A leitura do Texto Constitucional explicita que a EC 33/01 incorporou à Carta de 88 um balizamento vinculante do legislador futuro no exercício da competência preconizada no caput . Não há falar-se em revogação - expressa ou tácita - ante a ausência de incompatibilidade intertemporal . As disciplinas das contribuições sociais e CIDES então em vigor não foram atingidas pelo advento de limitações aplicáveis às exações futuras.

Contrario sensu , houvesse a EC 33/01 estabelecido que as mencionadas contribuições podem incidir , ou podem ter alíquotas , ou incidem , o alcance do regramento seria indeclinável. Todavia, não foi essa a opção do legislador.

Faz-se oportuno registrar que não se afirma, aqui, a ausência de auto- aplicabilidade da nova regra constitucional. Não, em absoluto. A norma teve aplicação imediata, e promoveu a limitação da escolha das bases imponíveis desde a sua promulgação. Não obstante, por opção do legislador constituinte derivado tais restrições seriam (no futuro, como expressamente verberado no corpo do próprio regramento) oponíveis às novas exações que porventura viessem a ser instituídas. As contribuições então em vigor não foram atingidas pelas novas restrições incorporadas ao Texto Constitucional por deliberação do constituinte derivado.

Não há falar-se, repita-se, em revogação tácita. A revogação pressupõe incompatibilidade entre as normas, e o conflito inexiste, neste caso, graças à eficácia futura encerrada na adoção do tempo verbal utilizado.

Não se olvide que a LC 95/98, ao dispor sobre a articulação e redação das leis, expõe (grifou-se):

Art. 11. As disposições normativas serão redigidas com clareza, precisão e ordem lógica, observadas, para esse propósito, as seguintes normas:

I - para a obtenção de clareza: (...)

d) buscar a uniformidade do tempo verbal em todo o texto das normas legais, dando preferência ao tempo presente ou ao futuro simples do presente ;

Assim, na esteira da técnica legislativa encerrada na LC 95/98, extrai-se que a escolha do tempo verbal adotado na EC 33/01 não foi aleatória . O comando do caput do art. 149 - redigido no tempo verbal presente - recomendaria a redação do novo dispositivo também no presente, se se pretendesse o alcance das disciplinas anteriores. A adoção do tempo verbal futuro, neste caso, consubstancia uma expressa determinação de eficácia prospectiva às limitações incorporadas ao art. 149 do Texto Constitucional .

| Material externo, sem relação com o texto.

PR #1644, opened 2021-12-03
package manager installation for dpdk testpmd

mcgov:
- hoist loading drivers and identifying network hardware into their
        own functions
    - enable installation of dpdk from package managers
    - enable grabbing version info from tarball and git source tag

### DIFF
--- a/microsoft/testsuites/dpdk/dpdktestpmd.py
+++ b/microsoft/testsuites/dpdk/dpdktestpmd.py
@@ -3,15 +3,16 @@
 
 import re
 from pathlib import PurePath
-from typing import List, Tuple, Type
+from typing import List, Pattern, Tuple, Type, Union
 
 from assertpy import assert_that, fail
+from semver import VersionInfo
 
 from lisa.executable import Tool
 from lisa.nic import NicInfo
 from lisa.operating_system import CentOs, Redhat, Ubuntu
-from lisa.tools import Echo, Git, Lspci, Tar, Wget
-from lisa.util import LisaException, SkippedException
+from lisa.tools import Echo, Git, Lspci, Modprobe, Tar, Wget
+from lisa.util import LisaException, UnsupportedDistroException
 
 
 class DpdkTestpmd(Tool):
@@ -27,6 +28,15 @@ class DpdkTestpmd(Tool):
             r"[a-fA-F0-9]{2}\.[a-fA-F0-9]"
             r" \(socket 0\)"
         )
+    )
+
+    # ex v19.11-rc3 or 19.11
+    _version_info_from_git_tag_regex = re.compile(
+        r"v?(?P<major>[0-9]+)\.(?P<minor>[0-9]+)"
+    )
+    # ex dpdk-21.08.zip or dpdk-21.08-rc4.zip
+    _version_info_from_tarball_regex = re.compile(
+        r"dpdk-(?P<major>[0-9]+)\.(?P<minor>[0-9]+)"
     )
 
     @property
@@ -66,12 +76,6 @@ class DpdkTestpmd(Tool):
     ]
 
     _redhat_packages = [
-        "gcc",
-        "make",
-        "git",
-        "tar",
-        "wget",
-        "dos2unix",
         "psmisc",
         "kernel-devel-$(uname -r)",
         "numactl-devel.x86_64",
@@ -94,9 +98,14 @@ class DpdkTestpmd(Tool):
         self, cmd: str, path: PurePath, timeout: int = 600
     ) -> str:
         result = self.node.execute(
-            cmd, sudo=True, shell=True, cwd=path, timeout=timeout
+            cmd,
+            sudo=True,
+            shell=True,
+            cwd=path,
+            timeout=timeout,
+            expected_exit_code=0,
+            expected_exit_code_failure_message="failed with nonzero error code",
         )
-        assert_that(result.exit_code).is_zero()
         return result.stdout
 
     @property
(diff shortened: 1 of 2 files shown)


microsoft/testsuites/dpdk/dpdktestpmd.py
```diff
@@ -94,9 +98,16 @@ def __execute_assert_zero(
...
         result = self.node.execute(
-            cmd, sudo=True, shell=True, cwd=path, timeout=timeout
+            cmd,
+            sudo=True,
+            shell=True,
+            cwd=path,
+            timeout=timeout,
+            expected_exit_code=0,
+            expected_exit_code_failure_message=(
+                f"{cmd} failed with nonzero error code"
```
squirrelsc: The {cmd} will be printed in the message, so it doesn't need to be printed again.

microsoft/testsuites/dpdk/dpdktestpmd.py
```diff
@@ -116,18 +127,50 @@ def set_dpdk_source(self, dpdk_source: str) -> None:
...
+            )
+            if isinstance(node.os, Ubuntu) or isinstance(node.os, Redhat):
+                node.os.install_packages(["dpdk", "dpdk-dev"])
+                self._dpdk_version_info = node.os.get_package_information("dpdk")
+            else:
+                raise NotImplementedError(
+                    f"Dpdk install isn't implemented for Os {node.os.name}"
+                )
+
+            if self._dpdk_version_info >= VersionInfo(19, 11):
```
squirrelsc: `if self._dpdk_version_info >= "19.11":`

microsoft/testsuites/dpdk/dpdktestpmd.py
```diff
@@ -177,20 +226,74 @@ def _install(self) -> bool:
...
             mellanox_drivers = "mlx4_core mlx4_ib"
         else:
             mellanox_drivers = "mlx5_core mlx5_ib"
+        if isinstance(self.node.os, Ubuntu):
+            self.node.execute(
+                "modprobe -a rdma_cm rdma_ucm ",
+                cwd=self.node.working_path,
+                expected_exit_code=0,
+                expected_exit_code_failure_message=(
+                    "Could not load rdma cm/ucm drivers"
```
squirrelsc: If the `stdout` is helpful, it can be included here. But if it's too long, consider extracting the key lines.

microsoft/testsuites/dpdk/dpdktestpmd.py
```diff
@@ -177,20 +226,74 @@ def _install(self) -> bool:
...
+            self.node.execute(
+                f"modprobe -a  mlx4_en {mellanox_drivers}",
+                cwd=self.node.working_path,
+                expected_exit_code=0,
+                expected_exit_code_failure_message=(
+                    "Encountered issue loading infiniband and "
+                    "mellanox drivers (redhat)."
+                ),
+                sudo=True,
+            )  # add mellanox drivers
```
squirrelsc: How about else? If other distros are not supported, raise an unsupported exception.

microsoft/testsuites/dpdk/dpdktestpmd.py
```diff
@@ -233,15 +332,6 @@ def _install_dependencies(self) -> None:
...
-            if not self.is_connect_x3:
-                self.__execute_assert_zero(
-                    f"dracut --add-drivers '{mellanox_drivers} ib_uverbs' -f", cwd
-                )
-            self.__execute_assert_zero(
-                "modprobe -a ib_core ib_uverbs mlx4_en mlx4_core mlx5_core mlx4_ib"
-                + " mlx5_ib",
-                cwd,
-            )  # add mellanox drivers
             self.__execute_assert_zero("systemctl enable rdma", cwd)
```
squirrelsc, line 314: Let's replace them with execute and expected_exit_code pattern.

microsoft/testsuites/dpdk/dpdktestpmd.py
mcgov: I was going to get rid of this function in my next commit to give more specific error messages on all these build commands. Can we leave this and I'll get rid of it in the next PR?

microsoft/testsuites/dpdk/dpdktestpmd.py
mcgov: I don't think this command dumps anything, if it fails it just returns an error code on failure.

microsoft/testsuites/dpdk/dpdktestpmd.py
mcgov: I agree but let's do it in a new PR

microsoft/testsuites/dpdk/dpdktestpmd.py
mcgov: Why does the UnsupportedDistroException make the test class parse the OS version info? That seems like the os class should contain that already and you should just pass in node.os or something

microsoft/testsuites/dpdk/dpdktestpmd.py
squirrelsc: Sorry, I just remember there is a tool `modprobe` already, please reuse it. It can use `-v` parameter to output, but it's not added so far.

microsoft/testsuites/dpdk/dpdktestpmd.py
mcgov: (changed this one)

microsoft/testsuites/dpdk/dpdktestpmd.py
squirrelsc: Can you change it to use modprobe tool?

microsoft/testsuites/dpdk/dpdktestpmd.py
```diff
@@ -177,20 +224,79 @@ def _install(self) -> bool:
...
+    def _load_drivers_for_dpdk(self) -> None:
+        self.node.log.info("Loading drivers for infiniband, rdma, and mellanox hw...")
         if self.is_connect_x3:
             mellanox_drivers = "mlx4_core mlx4_ib"
         else:
             mellanox_drivers = "mlx5_core mlx5_ib"
+        modprobe = self.node.tools[Modprobe]
+        if isinstance(self.node.os, Ubuntu):
+            modprobe.run(
+                "-v -a rdma_cm rdma_ucm ",
```
squirrelsc: How about call the `modprobe.load`? You can add -a supports there to load multiple modules. Let's keep improving the tools, so it can be reused and save time in future.

microsoft/testsuites/dpdk/dpdktestpmd.py
```diff
@@ -177,20 +224,56 @@ def _install(self) -> bool:
...
+
+    def _load_drivers_for_dpdk(self) -> None:
+        self.node.log.info("Loading drivers for infiniband, rdma, and mellanox hw...")
         if self.is_connect_x3:
             mellanox_drivers = "mlx4_core mlx4_ib"
         else:
             mellanox_drivers = "mlx5_core mlx5_ib"
+        modprobe = self.node.tools[Modprobe]
+        if isinstance(self.node.os, Ubuntu):
+            modprobe.load("-a rdma_cm rdma_ucm ")
```
squirrelsc: It works, but looks wired. 😄 Can we add the -a into load by default? It looks safe, even add one module only.

mcgov: Refactored! You were right lol

squirrelsc (approved):

PR #1645, opened 2021-12-03
Add one more clock source for new host version.

LiliDeng:


microsoft/testsuites/core/timesync.py
```diff
@@ -130,6 +133,7 @@ def timesync_check_unbind_clocksource(self, node: Node) -> None:
             "hyperv_clocksource_tsc_page",
             "lis_hyperv_clocksource_tsc_page",
             "hyperv_clocksource",
+            "tsc",
```
squirrelsc, line 136: Is it possible the "tsc" is invalid if there is hyperv_clocksource_tsc_page?

squirrelsc: Should this test case be an Azure specified test case? If so, add Azure in the metadata.

LiliDeng: not only for azure platform

squirrelsc: There are two questions.
1. Is it possible the "tsc" is invalid if there is hyperv_clocksource_tsc_page? I mean if it's possible two of the expected source exist together. Especially for tsc, it looks like a general name.
2. Should this test case be an Azure specified test case? If so, add Azure in the metadata. For "not only for azure platform", does it mean the test case can run on Hyper-V only, or it can run on other cloud platforms also?

LiliDeng: from the mail, I saw tsc is to replace hyperv_clocksource_tsc_page, my understanding is that they are not expected to see exist together. here we check current clock source, only one value can be there.

the case can ran on both hyperv and azure platform.

squirrelsc (approved):

PR #1646, opened 2021-12-03
Support ignore_non_exists during install_packages.

### LINKED ISSUE #1641: Add a boolean on install_packages called ignore_non_exists
It makes the logic simpler, and easy to read.

LiliDeng:
Fix #1641

### DIFF
--- a/lisa/operating_system.py
+++ b/lisa/operating_system.py
@@ -291,9 +291,10 @@ class Posix(OperatingSystem, BaseClassMixin):
         self,
         packages: Union[str, Tool, Type[Tool], List[Union[str, Tool, Type[Tool]]]],
         signed: bool = True,
+        ignore_non_exists: bool = False,
     ) -> None:
         package_names = self._get_package_list(packages)
-        self._install_packages(package_names, signed)
+        self._install_packages(package_names, signed, ignore_non_exists)
 
     def package_exists(self, package: Union[str, Tool, Type[Tool]]) -> bool:
         """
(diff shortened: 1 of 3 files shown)


lisa/operating_system.py
```diff
@@ -346,7 +347,19 @@ def get_package_information(
     def get_repositories(self) -> List[RepositoryInfo]:
         raise NotImplementedError("get_repositories is not implemented")
 
-    def _install_packages(self, packages: List[str], signed: bool = True) -> None:
+    def remove_not_existed_packages(self, packages: List[str]) -> List[str]:
```
squirrelsc, line 350: Can we just ignore errors from the installation log? It would be much faster than check each package.

LiliDeng: I don't understand 'ignore errors from the installation log', is it 
try install, find failure, exclude the ones which cause the failure?

squirrelsc: No, it should only ignore errors if a package doesn't exist. Because the installation may include various package names for different distros together.

LiliDeng: no, like I code in xfstests,if install A,B,C,D in one command, and if C doesn't exist, then the entire process will be terminated, in my knowledge; but I will double check and see.

squirrelsc: ok, I see. Is there a way to check multiple packages in one command?

LiliDeng: I'll try to figure it out.

LiliDeng: I didn't find a way to install them in one command.
Maybe we can just install them one by one without checking existed or not when ignore_non_exists set as true?

squirrelsc: We can check them like current way, if the ignore_non_exists is set to True. Install one by one is lower performance, and may miss other kind of errors too. In another hand, we shouldn't overuse this, we should try our best to match package names and distros.

PR #1647, opened 2021-12-03
Update stress-ng

kamalca:
[Stress-ng](https://github.com/ColinIanKing/stress-ng) V0.07.16 no longer works with newer version of gcc 11.2.0

### DIFF
--- a/Testscripts/Linux/Linux-Kernel-Self-Tests.sh
+++ b/Testscripts/Linux/Linux-Kernel-Self-Tests.sh
@@ -81,14 +81,18 @@ function install_dependencies() {
             deb_packages=(make git gcc flex bison clang llvm fuse gcc-multilib libfuse2 \
                         libc6-i386 libc6-dev-i386 libelf-dev libcap-ng-dev libfuse-dev \
                         libpopt-dev libnuma-dev libmount-dev libcap-dev build-essential \
-                        pkg-config bc rsync)
+                        pkg-config bc rsync libaio-dev libapparmor-dev libattr1-dev libbsd-dev \
+                        libgcrypt11-dev libipsec-mb-dev libjudy-dev libkeyutils-dev \
+                        libsctp-dev libatomic1 zlib1g-dev libkmod-dev)
             LogMsg "Dependency package names： ${deb_packages[@]}"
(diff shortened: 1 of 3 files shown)


squirrelsc (approved):

XML/Other/ReplaceableTestParameters.xml
```diff
@@ -409,7 +409,7 @@ Scenario 2 : You need to run all the performance tests quickly.
 	</Parameter>
 	<Parameter>
 		<ReplaceThis>APP_GIT_TAG</ReplaceThis>
-		<ReplaceWith>V0.07.16</ReplaceWith>
+		<ReplaceWith>V0.13.07</ReplaceWith>
```
johnsongeorge-w, line 412: Why this change?

Testscripts/Linux/Linux-Kernel-Self-Tests.sh
```diff
@@ -81,14 +81,18 @@ function install_dependencies() {
...
+                        libgcrypt11-dev libipsec-mb-dev libjudy-dev libkeyutils-dev \
+                        libsctp-dev libatomic1 zlib1g-dev libkmod-dev)
             LogMsg "Dependency package names： ${deb_packages[@]}"
             install_package "${deb_packages[@]}" >> $BUILDING_LOG 2>&1
             ;;
         centos_7 | centos_8 | redhat_7 | redhat_8)
             rpm_packages=(make git gcc flex bison clang llvm fuse libcap-ng-devel popt-devel \
                         libcap-devel glibc-devel.*i686 fuse-devel elfutils-devel \
-                        numactl-devel glibc-devel)
+                        numactl-devel libaio-devel libattr-devel libbsd-devel \
```
johnsongeorge-w, line 93: This changes may not be required.

johnsongeorge-w (changes requested):

kamalca:
These changes are flawed. The new version of gcc is only applicable to internal project at this time so I will be making a pull request to internal repro for these changes. We should make a note that this update to stress-ng will be necessary for LISAv3 is we continue to use the same tool for stress testing as we should be supporting newer version of gcc in our new version of LISA.

PR #2338, opened 2022-10-25
SRIOV: prefer /dev/random over /dev/zero

mcgov:
Johnson pointed out using random data might be better than 0 to avoid weird optimization issues. Swap /dev/zero to /dev/random (urandom might be slow if we run out of entropy)

### DIFF
--- a/microsoft/testsuites/network/common.py
+++ b/microsoft/testsuites/network/common.py
@@ -128,7 +128,7 @@ def sriov_vf_connection_test(
 
     dest_ssh.enable_public_key(source_ssh.generate_key_pairs())
     # generate 200Mb file
-    source_node.execute("dd if=/dev/zero of=large_file bs=200M count=1")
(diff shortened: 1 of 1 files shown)


LiliDeng:
thanks @mcgov , what is the impact for current implement (/dev/zero)?

mcgov:
> thanks @mcgov , what is the impact for current implement (/dev/zero)?

I had picked /dev/zero hoping it would be optimized by the filesystem so would be faster. Johnson pointed out that random data is probably better than all 0's since easily compressible data like 200mb of zeros might behave weirdly. /dev/random is better than /dev/urandom because it may be slower if we run out of entropy, and we don't need cryptographically secure random data for this test. Considering all that, /dev/random is the better choice.

The main fix was getting rid of the count=0 seek=200M argument since this results in a 0 sized file on some systems. Swapping from /dev/zero to /dev/random will be slightly less quick but faster than the old use of /dev/urandom

LiliDeng (approved):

A competência tributária originária constante do caput do art. 149 não foi alterada, como já se viu. A União remanesce autorizada a instituir as CIDEs. Caso escolha fazê-lo, todavia, após o advento da EC 33/01 essas novas imposições - e somente elas - sofrerão as restrições de base de cálculo inscritas no inciso III do § 2º do art. 149 do Texto Constitucional.

Registre-se, a propósito, que a interpretação que ora se pretende extraída do comando constitucional introduzido pela EC 33/01 encontra suporte na jurisprudência do STF fixada em torno da inteligência do art. 149 da Carta Constitucional.

Com efeito. Por ocasião do julgamento da constitucionalidade da contribuição para o PIS/COFINS-Importação, instituída pela Lei nº 10.865/04 (portanto, após a EC 33/01), discutiu-se a limitação de base de cálculo incorporada ao Texto Constitucional, especificamente no que pertine à definição do "valor aduaneiro".

É certo que, naquele caso, a controvérsia dizia respeito à constitucionalidade de lei ordinária que instituíra contribuição previdenciária incidente sobre importação - conforme previsão inserida no art. 195 da Carta de 1988 pela EC 42/03. A hipótese é diversa da que ora se cuida, tanto quanto à espécie tributária, quanto à oportunidade da criação do tributo (aqui, a contribuição já existia quando sobreveio a EC 33/01). Ainda assim, consideradas as diferenças, aquele julgado lança luzes sobre o presente caso.

Note-se que a então Relatora consignou: (grifou-se)

A redação do art. 149, § 2º , III, a, da Constituição, pois, ao circunscrever a tributação ao faturamento, à receita bruta e ao valor da operação ou, no caso de importação, ao valor aduaneiro, teve o efeito de impedir a pulverização de contribuições sobre bases de cálculo não previstas, evitando, assim, efeitos extrafiscais inesperados e adversos que poderiam advir da eventual sobrecarga da folha de salários, reservada que ficou, esta base, ao custeio da seguridade social (art. 195, I, a), não ensejando, mais , a instituição de outras contribuições sociais e interventivas . Na linha de desoneração da folha de salários, aliás, também sobreveio a EC 42/03, que, ao acrescer o § 13 ao art. 195 da Constituição, passou a dar suporte para que, mesmo quanto ao custeio da seguridade social, a contribuição sobre a folha seja substituída gradativamente pela contribuição sobre a receita ou o faturamento.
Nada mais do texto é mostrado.